C. GONZÁLEZ, L. BRAVO-SÁNCHEZ, P. ARBELÁEZ
Joint Workshop on Augmented Environments for Computer-Assisted Interventions (AE-CAI), Computer Assisted and Robotic Endoscopy (CARE), and OR 2.0 Context Aware Operating Theaters (OR2.0)
We present the first experimental framework for segmenting instruments in surgical scenes guided by natural language descriptions. Previous approaches rely exclusively on visual cues, thus ignoring the fine-grained nature of the problem.

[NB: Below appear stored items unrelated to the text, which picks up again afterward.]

PR #4211, opened 2021-04-16
[OnHold] Exposable SubTarget property for ShaderGraph

adrien-de-tocqueville:
### Purpose of this PR

C++: https://github.cds.internal.unity3d.com/unity/unity/pull/3285

1.
This PR is adding a checkbox on the left of SubTarget properties on SG to expose/hide them on materials using this Shader

<p float="left">
  
   
</p>
<p align="center">Example with non exposed surface property<br></p>

The underlying generated shaders can be optimized to not generate unecessary #multi_compile for properties that are not exposed.
Some more optimizations can be done, but this will be done in another PR.

Not all properties can be exposed, they are essentially the SurfaceOptions for decal and lit shader types.

The feature is supported by shadergraph but must be explicitely enabled by each SRP. Only HDRP support has been implemented yet

2.
This PR is also implementing dependency tracking between shadergarph and materials so that all materials depending on a shadergraph can be reimported on demand, for example when we change a specific property whose value should be copied in the material.
This goes with a new c++ callback called ValidateMaterial, that will be called automatically to reset keywords and properties when the material is changed

---
### Comments to reviewers
URP: updated the shader gui to use the new c++ callback
Shadergraph: added an option to enable exposable properties
HDRP: same as URP + handle exposable properties

---
### Testing status
Manual tests:
- test upgrading existing shadergraphs (master nodes as well as shader stack)
- check generated code to make sure keyword removal is correct
- check non exposed properties are actually not exposed on the material UI

QA doc: https://confluence.unity3d.com/display/HDRP/Exposable+SubTarget+property+for+ShaderGraph

PR #4508, opened 2021-05-11
Material dependency

adrien-de-tocqueville:
### Purpose of this PR

Stripped down version of https://github.com/Unity-Technologies/Graphics/pull/4211
C++: https://github.cds.internal.unity3d.com/unity/unity/pull/3285

JIRA card: https://unity3d.atlassian.net/browse/UR-1450

This PR is optimizing dependency tracking between shadergraphs and materials: When we change some specific property on a SG, for example when we set a shadergaph to use subsurface sacttering in HDRP, we need to reset the keywords for all materials using this shader. Previously when saving, all materials from the project were loaded and resetted.
Now only the materials loaded in memory are reset.
This is possible thanks to the added callback `ValidateMaterial`, that will be called automatically to reset keywords and properties when a material is changed or imported, that will handle all the materials not in memory at saving time.
This callback will also permit to fix various issues with materials not initialized as well as reset keyword when the active render pipeline is changed.

---
### Testing status

This feature was implicitely tested during testing of the PR mentionned above as well as during testing for Material Variants
HDRP QA doc: https://confluence.unity3d.com/display/HDRP/Exposable+SubTarget+property+for+ShaderGraph

Manual tests:
- tested saving SG correctly updates materials
- tested modyfing .mat file outside of unity and make sure material is validated before being used

---
### Comments to reviewers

We exploit the rich domain knowledge of function by introducing structured descriptions. Our method, the Language-Guided Instrument (LGI) Segmentation network, merges three levels of information to compute the probability of an object candidate belonging to each surgical instrument category: context information (the image’s features), local information (the candidate’s features) and language information (a sentence per class), in which we include the differentiating details of each instrument type. We perform a comprehensive experimental evaluation over the standard benchmarks for the task and we show that LGI enhances the performance of different backbone instance segmentation methods, obtaining a significant improvement over the state-of-the-art. To the best of our knowledge, we propose the first experimental framework for jointly applying vision and language to a high-impact global healthcare problem.